### EXERCISE INPUT

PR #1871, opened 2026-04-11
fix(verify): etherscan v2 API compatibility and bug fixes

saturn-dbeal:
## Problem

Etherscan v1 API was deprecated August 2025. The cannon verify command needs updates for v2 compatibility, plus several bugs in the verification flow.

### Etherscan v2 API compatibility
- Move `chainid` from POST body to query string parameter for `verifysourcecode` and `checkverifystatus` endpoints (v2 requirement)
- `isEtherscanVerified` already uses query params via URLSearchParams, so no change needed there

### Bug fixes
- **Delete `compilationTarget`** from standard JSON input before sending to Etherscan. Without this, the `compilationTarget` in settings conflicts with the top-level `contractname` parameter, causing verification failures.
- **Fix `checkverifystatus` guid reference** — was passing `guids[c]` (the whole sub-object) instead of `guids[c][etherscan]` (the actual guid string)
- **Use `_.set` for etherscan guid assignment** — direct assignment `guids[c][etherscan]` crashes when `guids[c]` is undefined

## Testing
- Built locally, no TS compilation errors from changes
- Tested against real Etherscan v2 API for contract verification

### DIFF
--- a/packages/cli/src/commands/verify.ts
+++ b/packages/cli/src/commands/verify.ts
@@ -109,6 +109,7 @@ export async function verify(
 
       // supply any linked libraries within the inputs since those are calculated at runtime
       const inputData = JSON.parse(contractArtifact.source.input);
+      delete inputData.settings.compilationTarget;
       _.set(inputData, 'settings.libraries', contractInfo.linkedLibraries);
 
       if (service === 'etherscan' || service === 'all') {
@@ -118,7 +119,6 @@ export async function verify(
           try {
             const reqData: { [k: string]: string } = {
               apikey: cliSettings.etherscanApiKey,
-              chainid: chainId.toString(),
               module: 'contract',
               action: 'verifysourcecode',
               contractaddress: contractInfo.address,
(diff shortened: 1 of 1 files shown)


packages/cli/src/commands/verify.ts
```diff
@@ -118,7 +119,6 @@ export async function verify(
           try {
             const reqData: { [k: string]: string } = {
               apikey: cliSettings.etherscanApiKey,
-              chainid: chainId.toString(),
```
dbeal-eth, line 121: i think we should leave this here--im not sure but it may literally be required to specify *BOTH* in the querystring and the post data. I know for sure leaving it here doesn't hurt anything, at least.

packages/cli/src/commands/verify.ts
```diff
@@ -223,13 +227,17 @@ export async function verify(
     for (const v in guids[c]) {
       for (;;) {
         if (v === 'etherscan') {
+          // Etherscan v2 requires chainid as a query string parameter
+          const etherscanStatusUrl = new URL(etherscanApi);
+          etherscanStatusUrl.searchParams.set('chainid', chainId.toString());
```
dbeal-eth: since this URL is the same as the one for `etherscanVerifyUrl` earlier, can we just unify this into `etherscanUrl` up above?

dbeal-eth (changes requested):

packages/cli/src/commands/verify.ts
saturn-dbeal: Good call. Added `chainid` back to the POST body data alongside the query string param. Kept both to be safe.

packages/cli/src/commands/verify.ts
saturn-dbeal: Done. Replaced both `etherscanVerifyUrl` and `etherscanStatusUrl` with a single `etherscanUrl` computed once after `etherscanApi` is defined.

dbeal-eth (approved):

######

• EXERCISE DETAILS:
Please return a copy of each line in the entries that has the string "compilationTarget".

• EXERCISE SOLUTION:
- **Delete `compilationTarget`** from standard JSON input before sending to Etherscan. Without this, the `compilationTarget` in settings conflicts with the top-level `contractname` parameter, causing verification failures.
+      delete inputData.settings.compilationTarget;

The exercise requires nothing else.